1. CONCEITO DE SOCIEDADE EMPRESÁRIA

Na construção do conceito de sociedade empresária, dois institutos jurídicos servem de alicerces. De um lado, a pessoa jurídica; de outro, a atividade empresarial. Uma primeira aproximação ao conteúdo deste conceito se faz pela ideia de pessoa jurídica empresária, ou seja, que exerce atividade econômica sob a forma de empresa. É uma ideia correta, mas incompleta ainda. Somente algumas espécies de pessoa jurídica que exploram atividade definida pelo direito como de natureza empresarial é que podem ser conceituadas como sociedades empresárias. Além disso, há pessoas jurídicas que são sempre empresárias, qualquer que seja o seu objeto. Um ponto de partida, assim, para a conceituação de sociedade empresária é o da sua localização no quadro geral das pessoas jurídicas.

No direito brasileiro, as pessoas jurídicas são divididas em dois grandes grupos. De um lado, as pessoas jurídicas de direito público, tais a União, os Estados, os Municípios, o Distrito Federal, os Territórios e as autarquias; de outro, as de direito privado, compreendendo todas as demais. O que diferencia um de outro grupo é o regime jurídico a que se submetem. As pessoas jurídicas de direito público gozam de uma posição jurídica diferenciada em razão da supremacia dos interesses que o direito encarregou-as de tutelar; já as de direito privado estão sujeitas a um regime jurídico caracterizado pela igualdade, inexistindo valoração diferenciada dos interesses defendidos por elas. Uma pessoa jurídica de direito público se relaciona com uma pessoa jurídica de direito privado em posição privilegiada, ao passo que as de direito privado se relacionam entre si em pé de igualdade. É irrelevante, para se determinar o enquadramento de uma pessoa jurídica num ou noutro destes grupos, a origem dos recursos destinados à sua constituição. Isto porque o direito contempla pessoas jurídicas constituídas, exclusivamente, por recursos públicos, mas que se encontram, por determinação constitucional, sujeitas ao regime de direito privado, que são as empresas públicas.

Por essa ideia, inclusive, introduz-se a subdivisão existente no grupo das pessoas jurídicas de direito privado.
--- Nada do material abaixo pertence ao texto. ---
Issue #2242, opened 2026-09-13
bug(glm5-next): temperature-zero output changes with batch size


raullenchai:
## Summary

GLM-5.3-Flash-Next produces different temperature-zero trajectories between singleton and continuously batched serving. A four-request batch can also split into multiple trajectories when requests are admitted dynamically. This reproduces in plain AR, so it is not caused by speculative acceptance or MTP cache rollback.

## Environment

- Apple M3 Ultra, 60 GPU cores, 256 GB; macOS 26.5.2
- MLX 0.32.2
- target: `Vontra/GLM-5.3-Flash-MLX-4bit-MTP` revision `76add2a` (affine Q4)
- source composition: current main conflict resolution for #2206 plus #2231; APC memory checkpoint, no disk
- OpenAI chat server, temperature 0, seed 123, identical prompt, max-num-seqs 4

Prompt: `Produce the integers from 1 through 300 in ascending order, separated only by commas. Do not skip any integer and do not add commentary.`

## Reproduction

1. Prewarm the exact prompt.
2. Send one 128-token AR request.
3. Submit four identical 128-token AR requests simultaneously.
4. Hash `reasoning_content + content`.

Singleton chose `I need to be careful to include all numbers.` The dominant batch trajectory chose `...include every number.` Three batch rows shared that hash; one dynamically admitted row produced a third hash. Repeats preserved the singleton hash and the dominant coalesced-batch hash.

Performance was `27.43 tok/s` singleton and `57.95 aggregate tok/s` for four requests, so serializing would discard a material throughput win. The corresponding MTP run also changed singleton versus batch output, while all four coalesced MTP rows agreed; this is consistent with a backbone batch-numerics boundary.

## Rejected workaround

I forced every B>1/T=1 affine projection through `singleton_quantized_linear`. It did not restore output equality and reduced AR aggregate throughput from `57.95` to `50.07 tok/s` (-13.6%). The remaining candidates include recurrent, MoE, and dynamic cache/batch-state paths.

## Expected

Identical greedy requests should retain the singleton token trajectory when batch size changes, without disabling continuous batching. At minimum, the server should document/telemetry this boundary rather than imply cross-batch byte determinism.

Related qualification context: #2206 (the same divergence is recorded there, with MTP and no-drafter AR controls).

raullenchai:
[...]

PR #2245, opened 2026-09-13
Fix GLM-5.3 cached decode batch invariance

raullenchai:
## Summary

- keep affine-Q4 linear and per-head MultiLinear reduction geometry fixed across B=1 and B>1 short decode blocks using row-parallel Metal kernels
- use the existing fused fixed-row hyperconnection normalization for all supported short-decode batches
- let fused indexed sparse attention read a physical KV-cache backing buffer while honoring its logical length, avoiding a selected-K/V materialization
- preserve native fallbacks for unsupported formats, shapes, devices, and prefill

This is the parallel implementation following the correctness oracle in #2242. It is stacked on #2206. Full-model qualification used #2231 as the target model's quantized lm_head loading dependency.

## Correctness

Environment: Apple M3 Ultra, 60 GPU cores, 256 GB; macOS 26.5.2; MLX 0.32.2; Vontra/GLM-5.3-Flash-MLX-4bit-MTP revision 76add2a (affine Q4).

Starting from one prefetched B=1 cache copied exactly to B=4:

- stock first divergence: layer 0, max_abs 0.000213623046875
- stock first sparse-attention layer: max_abs 0.00390625
- candidate: exact at 45/45 layers, every sparse top-k result, final norm, and all 154,880 logits
- candidate final max_abs: 0; both paths selected token 43799

The diagnostic deliberately separates cached decode arithmetic from prefill and scheduler admission. Long prompts still use native prefill arithmetic, so this does not claim complete singleton-versus-batched-prefill byte identity.

Real-task dogfood with MTP K2/K3 and a 128-token thinking budget:

- coding: correctly repaired the sliding-window invariant and returned an O(n) implementation
- knowledge: accurately qualified the Westphalian-sovereignty myth within the requested word limit
- creative: produced exactly four restrained sentences as requested

## Performance

Target-shape operator medians:

- affine-Q4 MultiLinear, B=4: native 0.290 ms; parallel 0.259 ms; row-loop oracle 0.308 ms
- sparse attention, 8,192 cached positions / 2,048 selected: gather+SDPA 1.060 ms; direct indexed 0.726 ms

End-to-end qualification, reporting the smaller real effect:

- 62-token prompt, 128 output tokens, warm singleton: 3.99 s -> 3.87 s (3.1%)
- same prompt, four concurrent requests: 53.63 -> 53.39 aggregate tok/s (neutral)
- 14,476-token prompt, 64 output tokens: output byte-identical; decode 38.2 -> 38.4 tok/s (noise-level)

The operator microbenchmarks are not presented as whole-model speedups. The production conclusion is cached-decode determinism without a measured concurrency regression.

## Verification

- 376 focused tests passed: test_quantized_ops.py and test_sparse_attention.py
- stacked qualification with #2231: 402 tests passed including GLM-5.3 sanitize tests
- targeted Ruff checks passed
- diff whitespace check passed
- 45-layer real-model cached-decode diagnostic passed with max_abs 0

Known base-branch issue: broader speculative toy-model tests currently fail before this patch's paths because the existing exact_speculative_verify Metal kernel receives a constant-address-space input but declares a device pointer. The identical failures reproduce at the unmodified #2206 baseline and are not introduced here.


Blaizzy:
Thanks @raullenchai 

I'm fixing all of this, it will take a bit of time so please bear with me. But after I'm done will be much easier.

PR #2250, opened 2026-09-14
Add OpenAI Responses terminal bridge

themanamong-stack:
## Why

Provide a small, local terminal bridge so MLX-LM/MLX-VLM workflows can call the OpenAI Responses API without embedding credentials or changing existing serving APIs.

## What changed

- Added `mlx_vlm.openai_bridge`, a stdlib-only client with:
  - `OPENAI_API_KEY` configuration and optional model, base URL, and timeout environment variables.
  - Parameterized JSON request construction for `/v1/responses`.
  - Prompt input from `--prompt` or stdin, plus `--json` for the complete response.
  - Explicit configuration, network, HTTP, and response-shape errors.
- Registered the bridge as `python -m mlx_vlm openai_bridge` and a package entry point.
- Added focused request/configuration tests.
- Documented localhost usage and a loopback-only SSH tunnel for a remote OpenAI-compatible proxy. SSH is not needed for a localhost-only workflow.

## Validation

- Python 3.11 compilation checks passed.
- Dependency-free request/configuration smoke checks passed, including `Authorization: Bearer <OPENAI_API_KEY>`.
- `git diff --check` passed.
- The targeted pytest file could not run because `pytest` is not installed in the environment; full package CLI execution also requires the missing `mlx` dependency.


Blaizzy:
Thanks for putting this together, @themanamong-stack, this is a cool idea, could you share more about the use case you have?

After reviewing it, I think this fits better as part of the existing `generate` CLI rather than as a standalone top-level command. Keeping the command surface small and routing prompt-based inference through `generate` keeps the entry points consistent for users.

So I'm going to close this PR in favor of folding that functionality into `generate`. That said, I'd love to see you contribute again, feel free to open an issue describing the OpenAI-bridge behavior you'd like, or pick up another open issue.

De um lado, as chamadas estatais, cujo capital social é formado, majoritária ou totalmente, por recursos provenientes do poder público, que compreende a sociedade de economia mista, da qual particulares também participam, embora minoritariamente, e a já lembrada empresa pública. De outro lado, as pessoas jurídicas de direito privado não estatais, que compreendem a fundação, a associação e as sociedades. As sociedades, por sua vez, se distinguem da associação e da fundação em virtude de seu escopo negocial, e se subdividem em sociedades simples e empresárias.
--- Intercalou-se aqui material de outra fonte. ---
Issue #2254, opened 2026-09-14
glm5_next: remaining KDA decode kernel-launch overhead after #2127 (spec + measurements for a fused/compiled step)


freddyhaddad:
> **Update (2026-09-15):** #2255 is now **bit-exact** against eager decode. The only op that rounded differently under `mx.compile` was `mx.sigmoid`; details and the per-op table are in [this comment](https://github.com/Blaizzy/mlx-vlm/issues/2254#issuecomment-5670004915). The "Exactness" section below describes the first version and is kept for the record.

## Summary

After #2127, a cached GLM-5-Next KDA decode step still launches its post-projection chain as many small, separately dispatched kernels in each of the 34 linear-attention layers. Compiling the whole cached S=1 step with `mx.compile` measurably speeds up end-to-end decode on GLM-5.3-Flash (**+1.7% to +2.1% at B=1 on uncontended runs, +1.6% aggregate at B=4**), and it works with batched, left-padded and ragged continuous-batch caches.

The gain is modest and **not bit-exact** (details below), so I'd like maintainer input on where this belongs before anyone invests further. This follows @Lazarus-931's invitation on #2105 to open an issue with a spec. A working opt-in implementation is in #2255 so there's something concrete to review, measure or reject.

## Background

- #2105 (@avlp12) folded the KDA decode chain into one `mx.fast.metal_kernel` per layer: bit-exact, +7.8% end-to-end decode on GLM-5.3-Flash at the time. It was closed because it would conflict with the shared kernel components introduced in #2127.
- #2127 (merged 2026-09-09) refactored `Glm5NextLinearAttention` onto shared pieces: `mx.fast.rms_norm` for q/k, the shared `gated_delta_update`/`gated_delta_kernel`, and a cache that owns the conv window and recurrent state through `update_window`/`update_recurrent`. That refactor already recovered a large part of what #2105 targeted.
- #2107 (indexer fast path) is about the DSA layers, not KDA; it is orthogonal to this.

## What is left after #2127

[...]

PR #2255, opened 2026-09-14
glm5_next: opt-in compiled cached KDA decode step (bit-exact, +2% decode)

freddyhaddad:
Refs #2254 (design discussion, full measurements, and alternatives)

## What

This adds an opt-in env flag, `MLX_VLM_GLM5_COMPILED_KDA_DECODE=1` (default **off**). When it is set, a cached single-token GLM-5-Next KDA step runs as one `mx.compile` graph instead of about 30 separately launched kernels per layer. The compiled step is **bit-identical to eager decode**: outputs, conv window and recurrent state.

With the flag unset, nothing changes: the module-level check short-circuits before any new code runs.

## Why

After #2127, the cached S=1 step in each of the 34 KDA layers still launches its projections, short conv, norms, gates, delta update and gated output norm as separate kernels. Compiling that chain gives, on GLM-5.3-Flash (M3 Ultra, mlx 0.32.2, alternating eager/compiled per prompt, 3 rounds, greedy):

| workload | eager | compiled | speedup |
|---|---|---|---|
| B=1 prose (256 tok) | 28.7 tok/s | 29.3 | +2.1% |
| B=1 code (256 tok) | 28.6 | 29.2 | +2.0% |
| B=1 Lebanese Arabic (200 tok) | 28.8 | 29.4 | +2.0% |
| B=1 short assistant answer (120 tok) | 28.9 | 29.5 | +2.2% |
| B=4 aggregate (4 × 200 tok) | 61.6 | 62.1 | +0.9% (+1.6% in an earlier run) |

Every one of the 15 alternating pairs was faster compiled. **Generated tokens were identical in every pair**, all 832 B=1 tokens and all four B=4 texts. Method and caveats are in the issue.

## How

- **`Glm5NextLinearAttention._decode_step`** is a pure mirror of the cached S=1 path through `__call__`, `ShortConv1d.__call__`, `ArraysCache.update_window` and `ArraysCache.update_recurrent`, in the same order. It takes `(x, conv_state, recurrent_state, mask, lengths)` and returns `(output, new_conv_state, new_recurrent_state)` instead of writing into the cache, so it can be compiled.
- **`_compiled_decode`** keeps one compiled function per `(mask is None, lengths is None)` variant, the only ways the traced graph structure can change. `mx.compile` then retraces only when a new batch size appears, not every step. It writes the returned states back into `cache.cache` and calls `cache.advance(1)`, the same as the eager path.
- **The compiled step engages only when all of these hold:** the flag is set, `S == 1`, a cache is present with both states initialised, the module is not training, and `cache.history_capacity == 0`. It declines during prefill, on the first token before the cache holds state, and while a speculative transaction is recording history. MTP and DFlash verify keep the eager path, which records intermediate states.
- **Batches are supported,** not only B=1:
  - left-padded batches: the mask is passed as a compiled input
  - ragged continuous batches: `cache.lengths` is passed, and the window update uses the same `take_along_axis` selection as `update_window`

## Exactness

The first version of this PR was not bit-exact. The cause turned out to be a single op. Under `mx.compile`, `mx.sigmoid` lowers its `exp` to Metal's fast approximation, while the prebuilt sigmoid kernel uses the precise one; every other op in the chain (`exp`, `rsqrt`, division, multiply-add, `where`/`abs`, the L2-norm chain, and the already-compiled `compute_g_safe` and `nn.silu`) is bit-exact when compiled. `mx.exp` stays precise under compilation, so `_sigmoid_exact` spells out the prebuilt kernel's formula

```python
y = 1 / (1 + mx.exp(mx.abs(x)))
return mx.where(x < 0, y, 1 - y)
```

and matches the prebuilt kernel bit for bit in fp32 and bf16 (0 of 2^20 random values differ, for either dtype). The compiled step uses it for the output gate, and passes `beta=_sigmoid_exact(b)` into `gated_delta_update` through a new optional `beta` argument (default `None`, in which case the function computes `mx.sigmoid(b)` as before, so eager callers are untouched).

With that, the compiled step reproduces eager decode exactly: over 32 cached steps, outputs, conv window and fp32 recurrent state are identical in fp32 and bf16, quantised and unquantised, for B=1, left-padded B=3 and ragged B=3. On the real model, greedy tokens are identical for all prompts above.

## Tests

- **New: `test_glm5_next_compiled_kda_decode_matches_eager`.** It runs a quantised random KDA layer for 8 cached decode steps after a 6-token prefill, in three configurations: B=1 with no mask, B=3 left-padded, and B=3 ragged with `cache.lengths` changing per step. It asserts `array_equal` on outputs, conv window and recurrent state, and that exactly three compiled variants were created, which proves the compiled path actually ran.
- **Existing suites pass both with the flag unset and with `MLX_VLM_GLM5_COMPILED_KDA_DECODE=1`:**
  - `test_models.py -k glm5`: 79 passed
  - `test_speculative.py`, `test_speculative_transactions.py`, `test_cache.py`: 989 passed
- **Formatting:** black 26.3.1 and isort 5.13.2 (profile black) clean on the touched files.

## Benchmark script

<details>
<summary>decode_ab.py (alternating eager/compiled A/B on a loaded model, token comparison)</summary>

```python
"""Real GLM-5.3-Flash decode A/B on mlx-vlm main: eager vs compiled KDA decode.

One process, one loaded model; COMPILED_KDA_DECODE is read at call time, so the
two arms alternate per prompt (order flipped each round) under the same load.
B=1 via stream_generate, B=4 via batch_generate. Greedy; tokens compared.
"""
import os, statistics

import mlx.core as mx
import mlx_vlm.models.glm5_next.language as L
from mlx_vlm import load
from mlx_vlm.generate.ar import batch_generate
from mlx_vlm.generate.dispatch import stream_generate

model, processor = load(os.environ["MODEL"])
PROMPTS = {
    "prose": ("Explain in about 200 words why memory bandwidth limits token generation speed.", 256),
    "code": ("Write a Python function that merges two sorted lists without using sorted(). Include a docstring.", 256),
    "arabic": ("اكتبلي بالعربي اللبناني فقرة قصيرة لصاحبي بتقلو إني رح إتأخر نص ساعة عالعشا وليش.", 200),
    "assistant": ("In two sentences, is there a conflict between a 3pm supplier call and a 3:30pm school pickup?", 120),
}
fmt = lambda p: apply_chat_template(processor, model.config, p, num_images=0, enable_thinking=False)

def one(prompt, n):
    toks, last = [], None
    for r in stream_generate(model, processor, fmt(prompt), max_tokens=n, temperature=0.0):
        if r.token is not None:
            toks.append(int(r.token))
        last = r
    return last.generation_tps, toks

def batch(n):
    r = batch_generate(model, processor, prompts=[fmt(p) for p, _ in PROMPTS.values()], max_tokens=n)
    return r.stats.generation_tps, r.texts

def arm(compiled, fn, *a):
    L.COMPILED_KDA_DECODE = compiled
    return fn(*a)

for compiled in (False, True):  # warm both arms
    arm(compiled, one, PROMPTS["assistant"][0], 16); arm(compiled, batch, 16)

res = {k: {"off": [], "on": []} for k in [*PROMPTS, "batch4"]}
for rnd in range(3):
    order = (False, True) if rnd % 2 == 0 else (True, False)
    for name, (prompt, n) in PROMPTS.items():
        for c in order:
            res[name]["on" if c else "off"].append(arm(c, one, prompt, n))
    for c in order:
        res["batch4"]["on" if c else "off"].append(arm(c, batch, 200))
for name, r in res.items():
    off, on = statistics.median(t for t, _ in r["off"]), statistics.median(t for t, _ in r["on"])
    same = all(a == b for (_, a), (_, b) in zip(r["off"], r["on"]))
    print(f"{name:9} {off:6.1f} {on:6.1f} {on / off:.3f}x  identical output: {same}")
```

</details>

## Scope and non-goals

- Only `glm5_next`, plus the optional `beta` argument on the shared `gated_delta_update`. `qwen3_next`, `kimi_linear` and others could use the same approach, but I haven't measured them and didn't want to widen the change before hearing whether this direction is wanted at all.
- No change to prefill, the DSA or MLA layers, the indexer (see #2107), or the shared `gated_delta` kernel itself.
- If folding this into the shared kernel from #2127 is preferred (benefits every model that uses it), I'm happy to close this in favour of that.


freddyhaddad:
Pushed a second commit that makes the compiled step **bit-exact** with eager decode; the PR description is updated to match.

The non-exactness had one cause: `mx.sigmoid` under `mx.compile` uses Metal's fast `exp`, while the prebuilt sigmoid kernel is precise. Everything else in the chain is already bit-exact when compiled (I checked `exp`, `rsqrt`, division, fused multiply-add, `where`/`abs`, the L2-norm chain on 2^20 values each: 0 differing). Since `mx.exp` stays precise under compilation, `_sigmoid_exact` spells out the prebuilt kernel's formula and matches it bit for bit in fp32 and bf16.

Changes in the commit:
- `_sigmoid_exact` in `glm5_next/language.py`, used for the output gate in the compiled step
- optional `beta` argument on `gated_delta_update` (default `None` → `mx.sigmoid(b)` as before) so the compiled step can pass the exact beta
- the test now asserts `array_equal` on outputs as well as states

Re-measured on the real model with the exact step: +2.0–2.2% at B=1, +0.9% at B=4, and the generated tokens are identical to eager for every prompt (832 B=1 tokens, four B=4 texts). Suites still pass with the flag off and on (79 + 989).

A distinção entre sociedade simples e empresária não reside, como se poderia pensar, no intuito lucrativo. Embora seja da essência de qualquer sociedade empresária a persecução de lucros – inexiste pessoa jurídica dessa categoria com fins filantrópicos ou pios –, este é um critério insuficiente para destacá-la da sociedade simples. Isto porque também há sociedades não empresárias com escopo lucrativo, como as sociedades de advogados por exemplo.

O que irá, de verdade, caracterizar a pessoa jurídica de direito privado não estatal como sociedade simples ou empresária será o modo de explorar seu objeto. O objeto social explorado sem empresarialidade (isto é, sem organização profissional dos fatores de produção) confere à sociedade o caráter de simples; enquanto a exploração empresarial do objeto social caracterizará a sociedade como empresária (Cap. 1).
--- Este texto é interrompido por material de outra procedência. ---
PR #2256, opened 2026-09-14
Fix Qwen3-Omni deepstack injection during chunked prefill

### LINKED ISSUE #2099: Qwen3-Omni: GPU Address Fault when audio and video are passed together (each works alone)
Passing **both** `--audio` and `--video` to `Qwen3-Omni-30B-A3B-Instruct-4bit` crashes with a Metal page fault. Either modality alone works.

## Repro

```bash
python -m mlx_vlm.generate \
  --model mlx-community/Qwen3-Omni-30B-A3B-Instruct-4bit \
  --video clip.mov --audio clip.wav \
  --prompt "What instrument is played and how does it sound?" --max-tokens 40
```

```
File "mlx_vlm/models/qwen3_omni_moe/language.py", line 651, in __call__
    out = self.model(...)
File "mlx_vlm/models/qwen3_omni_moe/language.py", line 266, in __call__
    mx.eval(h)
RuntimeError: [METAL] Command buffer execution failed: Caused GPU Address Fault Error
(0000000b:kIOGPUCommandBufferCallbackErrorPageFault)
```

The clip is an 8.17s 2604x2160 HEVC `.mov` from an iPhone; the audio is its own track extracted to 16 kHz mono WAV (`ffmpeg -i clip.mov -vn -ac 1 -ar 16000 clip.wav`). Nothing about it seems unusual, and the same crash occurs with the audio passed as a separate file or left inside the video.

## What works and what doesn't

| input | result |
|---|---|
| text only | works |
| audio only | works |
| video only (audio track stripped) | works |
| **audio + video** | **GPU Address Fault** |

`line 266` is `mx.eval(h)` inside the decoder loop, so that is where the lazy graph is forced rather than where the bad index is built.

## The processor builds correct inputs

Calling the processor directly with both modalities produces what looks like a consistent set, which suggests the fault is downstream of input preparation:

```python
out = processor(text=[text], videos=[frames], audio=[audio],
                return_tensors="pt", padding=True)
# input_features        (1, 128, 813)
# feature_attention_mask (1, 130107)
# pixel_values_videos   (24768, 1536)
# video_grid_thw        (1, 3)
# audio placeholders in input_ids: 106
# video placeholders in input_ids: 6192
```

Both feature sets are present and both placeholder counts are non-zero, so `get_placeholder_mask` has something to scatter into. I did not bisect further into the model to find which index goes out of bounds.

## Two related observations

**`use_audio_in_video=True` raises `StopIteration`.** The flag that is supposed to govern interleaving fails before reaching the model:

```python
processor(text=[text], videos=[frames], audio=[audio], use_audio_in_video=True, ...)
# StopIteration
```

**`prepare_omni_inputs` appears to be unreachable and untested.** `mlx_vlm/models/qwen3_omni_moe/omni_utils.py:25` is the helper for exactly this case, but `grep -rn prepare_omni_inputs` finds only its own definition — nothing in the package calls it. It also passes `videos=` the raw *paths* from the conversation, while the processor expects `(T, C, H, W)` arrays:

```
ValueError: Expected video as (T, C, H, W), got shape ().
```

So it cannot work as written. If it is the intended entry point for Omni A/V, wiring it up would need the video loaded first; if it is dead code, removing it would save the next person the detour.

## Environment

- mlx-vlm 0.6.15
- mlx 0.32.1
- Python 3.14.7
- macOS 26.5.2 (25F84), arm64, 64 GB
- `mlx-community/Qwen3-Omni-30B-A3B-Instruct-4bit`

Happy to run further probes on this machine — I have the model loaded and can bisect inside the model if it would help to know which tensor is out of range.

kiarina:
## Summary

Qwen3-Omni aborts with a Metal GPU address fault, or decodes `!!!!…`, once an image/video prompt spans more than one prefill chunk — for example a 28-frame video (~3.6k prompt tokens). Fixes #2099.

## Cause

Since the deepstack embeds reach the decoder (#1635), chunked prefill in `generate()` passes the full-prompt `visual_pos_masks` and `deepstack_visual_embeds` to every chunk and to the final one-token step. `Qwen3VLMoEModel._deepstack_process` takes `np.where(visual_pos_masks)` over the whole prompt and scatters into the current chunk's hidden states, so the indices run past the end of the chunk.

Logging every `_deepstack_process` call for a 3611-token video prompt on `main`:

| hidden length | mask length | visual tokens | embed rows |
|---:|---:|---:|---:|
| 2048 | 3611 | 3584 | 3584 |
| 1562 | 3611 | 3584 | 3584 |
| 1 | 3611 | 3584 | 3584 |

Short image prompts only overrun by one row (hidden 83 vs mask 84), which is why they looked fine.

## Fix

Por critério de identificação da sociedade empresária elegeu, pois, o direito o modo de exploração do objeto social. Esse critério material, que dá relevo à maneira de se desenvolver a atividade efetivamente exercida pela sociedade, na definição de sua natureza empresarial, é apenas excepcionado em relação às sociedades por ações. Estas serão sempre empresárias, ainda que o seu objeto não seja empresarialmente explorado ( CC, art. 982, parágrafo único; LSA, art. 2.º, § 1.º). De outro lado, as cooperativas nunca serão empresárias, mas necessariamente sociedades simples, independentemente de qualquer outra característica que as cerque ( CC, art. 982, parágrafo único). Salvo nestas hipóteses – sociedade anônima, em comandita por ações ou cooperativas –, o enquadramento de uma sociedade no regime jurídico empresarial dependerá, exclusivamente, da forma com que explora seu objeto. Uma sociedade limitada, em decorrência, poderá ser empresária ou simples: se for exercente de atividade …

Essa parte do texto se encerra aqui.